Building in Bushfire Prone Areas, Considerations for Construction

Australians have a fundamental connection to the bush. Much of our cultural folklore surrounds Australia’s beautiful bushland areas. It is of little surprise then that many of us share a desire to build our dream home in such an area. In addition, the increasing urban sprawl of most major Australian cities is leading to increased residential construction in areas that have a high chance of bushfire.

The frequency and severity of bushfires in Australia as result of climate change is increasing, this was clearly evident by the tragic events of Black Saturday on 7 February 2009 in Victoria as well as many significant bushfire events since including the Blue Mountains fires in 2013. These events have led to a number of revisions in building codes and standards in relation to bushfire construction in Australia, in order to reduce the potential impact of these events in the future.

All of this leads to significant need for rigorous and safe bushfire construction measures to be implemented in a consistent and nationally harmonised way, and then be applied in a uniform manner by designers, certifiers and builders. This article will detail some important considerations when designing and constructing residential houses in bushfire prone areas for builders and property owners.

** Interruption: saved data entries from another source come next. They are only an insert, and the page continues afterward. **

PR #5120, opened 2017-08-30
FIX: redirect loop for new users visiting /new-topic using full screen login

LeoMcA:
#5105 exposed a new problem where users who were required to complete the sign up modal would get redirected back to the full screen login before being able to do so. This fixes that.

Wasn't sure whether `Discourse.showing_signup` was the best place to store that variable, happy to move it elsewhere.

### DIFF
--- a/app/assets/javascripts/discourse.js.es6
+++ b/app/assets/javascripts/discourse.js.es6
@@ -8,6 +8,7 @@ const Discourse = Ember.Application.extend({
   _docTitle: document.title,
   RAW_TEMPLATES: {},
   __widget_helpers: {},
+  showingSignup: false,
 
   getURL(url) {
     if (!url) return url;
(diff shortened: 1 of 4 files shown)


app/assets/javascripts/discourse.js.es6
```diff
@@ -7,6 +7,7 @@ const Discourse = Ember.Application.extend({
   rootElement: '#main',
   _docTitle: document.title,
   RAW_TEMPLATES: {},
+  showing_signup: false,
```
eviltrout: in javascript we use camelCase like `showingSignup`, so that should be changed.

LeoMcA:
@eviltrout updatedToCamelCase

tgxworld:
@techAPJ Does this look OK to you?

techAPJ:
Looks good to me. @LeoMcA can you resolve the conflicts so that I can merge this PR?

LeoMcA:
@techAPJ 👍 conflicts resolved

techAPJ:
Thanks! 👍

PR #5126, opened 2017-09-01
Match capitalization of Groups to other stats on user > about box

minusfive:


eviltrout:
Thanks, minor but good catch

PR #5133, opened 2017-09-06
bbcode find close tag loop end condition

guoyunhe:
Only break loop when close tag has been found. Otherwise, keep searching until the end of string.


techAPJ:
Thanks! :+1:

PR #5103, opened 2017-08-26
Do not load javascripts for disabled plugins

davidtaylorhq:

PR #5134, opened 2017-09-06
Fix plugin JS for login_required

davidtaylorhq:
My PR #5103 inadvertently broke the javascript loading for the login page on login_required sites. This is a fix for that problem. @ZogStriP


ZogStriP:
Thanks 👍

ZogStriP:
Would be awesome to have a test ;)

PR #5137, opened 2017-09-06
Add discourse-presence as a core plugin

davidtaylorhq:
Following discussion here: https://meta.discourse.org/t/discourse-presence-who-is-writing-a-reply/48420/27?u=david_taylor


davidtaylorhq:
I don't think the travis failure is related - tests are failing on master as well

ZogStriP:
Let's try it!

PR #5139, opened 2017-09-07
Revert plugin js changes

davidtaylorhq:
@ZogStriP looks like my PR #5103 has [broken docker_manager](https://meta.discourse.org/t/admin-upgrade-page-not-showing-up/69535)

When investigating why this didn't get picked up by tests, I realise my PR also broke the QUnit test loader, so zero qunit tests are running. (but since none are running, none are failing, so travis was still happy).

I think the best thing for now is to revert, and then revisit how to implement this in a way that doesn't break everything else.

Sorry!


ZogStriP:
Yeah, let's revert it.

PR #5151, opened 2017-09-08
Nabble multiple lists

pfaffman:
Apparently whoever wrote this wrote it for a Nabble instance with just one mailing list.

This now creates a category for each list and puts the data in them as one might expect.


pfaffman:
Oh. Lordy. This has all my commits. I'll delete this and try again.

PR #5154, opened 2017-09-08
Discourse-presence improvements

davidtaylorhq:
Some improvements to discourse-presence following @eviltrout's review [here](https://meta.discourse.org/t/discourse-presence-who-is-writing-a-reply/48420/38?u=david_taylor)

Changes made:
- Added guardian checks to endpoint
- Added security to messagebus publishing
- Added specs for security measures
- Moved all logic into component

- Enable plugin by default


eviltrout:
Thanks!

PR #5155, opened 2017-09-08
Only publish PM reply messagebus notifications to allowed users

davidtaylorhq:


eviltrout:
Thank you!

tgxworld:
Let us add a test for this? :+1:

PR #5650, opened 2018-03-05
UX: Improvements for theme UI

OsamaSayegh:
As per Sam's request here: https://meta.discourse.org/t/add-support-for-theme-settings/78103/6?u=osama


SamSaffron:
Thanks!

PR #5654, opened 2018-03-07
FEATURE: Add user-profile-avatar-flair plugin outlet

tshenry:
Adds a plugin outlet in the user profile for avatar flair.


tshenry:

Understanding the legislative framework for bushfire construction in Australia
The construction of buildings in bushfire prone areas throughout Australia is generally governed by both the land use planning and building regulatory frameworks. In New South Wales , as an example, development for residential purposes on bushfire prone land must comply with the Environmental Planning and Assessment Act including Planning for Bushfire Protection published by the NSW Rural Fire Service or where applicable State Environmental Planning Policy (Exempt and Complying Development Codes) 2008. Each state and territory will have its own requirements in this regard.

As readers of this publication would no doubt understand, construction in Australia is prescribed by the National Construction Code. Notwithstanding any land use planning requirements, standalone residential housing construction in bushfire prone areas is specifically controlled by part 3.7.4 within volume 2 of the Building Code of Australia “class 1 and class 10 buildings.” This part generally calls up some or all aspects of Australian Standard AS 3959-2009 Construction of Buildings in Bushfire Prone Areas as the primary reference document for construction requirements.

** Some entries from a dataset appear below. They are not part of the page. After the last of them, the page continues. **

PR #5657, opened 2018-03-07
FIX: Login redirect path was broken in subfolder installs

xfalcox:
@tgxworld can you check since you had a fix in this exact line?

### DIFF
--- a/app/controllers/application_controller.rb
+++ b/app/controllers/application_controller.rb
@@ -633,7 +633,7 @@ class ApplicationController < ActionController::Base
         else
           # save original URL in a cookie (javascript redirects after login in this case)
           cookies[:destination_url] = destination_url
-          redirect_to "/login"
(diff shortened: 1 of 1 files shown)


app/controllers/application_controller.rb
```diff
@@ -633,7 +633,7 @@ def redirect_to_login_if_required
         else
           # save original URL in a cookie (javascript redirects after login in this case)
           cookies[:destination_url] = destination_url
-          redirect_to "/login"
+          redirect_to "#{Discourse.base_uri}/login"
```
ZogStriP: We have a `path` helper for that ;)

`redirect_to path("/login")`

tgxworld:
Merged in https://github.com/discourse/discourse/commit/2097f5330c7c9c364dbfe107d98461375a7ba740

Thanks @xfalcox and @ZogStriP

PR #5658, opened 2018-03-08
FIX: move external_id from UserSerializer to CurrentUserSerializer

scossar:
Moves the external_id from `UserSerializer` to `CurrentUserSerializer`.


SamSaffron:
Yes looks way better to me, thanks!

In New South Wales AS 3959-2009 is called up as the Deemed to Satisfy solution with the exception of Section 9 for Flame Zone construction. Buildings that are assessed as requiring Flame Zone construction are required to comply with Planning for Bushfire Protection including any specific measures required by the Rural Fire Service through a Bushfire Safety Authority which forms part of the Development Approval for the land.

While the standard is generally applied across all states and territories in Australia, the way it is implemented may vary based on the requirements of various pieces of relevant legislation. These state based regulations primarily vary the planning requirements / instruments required for applying the standard and may tweak elements of the Standard, however, as a general rule the overall the requirements of AS 3959 are fundamentally the same across Australian jurisdictions.

An important component of construction in bushfire prone areas is determining the Bushfire Attack Level (BAL). The BAL is determined via combining the values of a range of measurements including the Fire Danger Rating for a given area, the vegetation classification, distance of proposed building site from vegetation and effective slope of the land proposed for development. There are five Bushfire Attack Levels as follows: BAL-12.5, BAL-19, BAL-29, BAL 40 and BAL-FZ. The numbers associated with each BAL level denote anticipated levels of radiant heat by kilowatts, while BAL-FZ stands for Flame Zone, the highest bushfire attack rating.

Bushfire rated construction materials
AS 3959-2009 is primarily concerned with improving the ability of buildings to better withstand attack from bushfire thus giving a measure of protection to the building occupants (until the fire front passes) as well as to the building itself.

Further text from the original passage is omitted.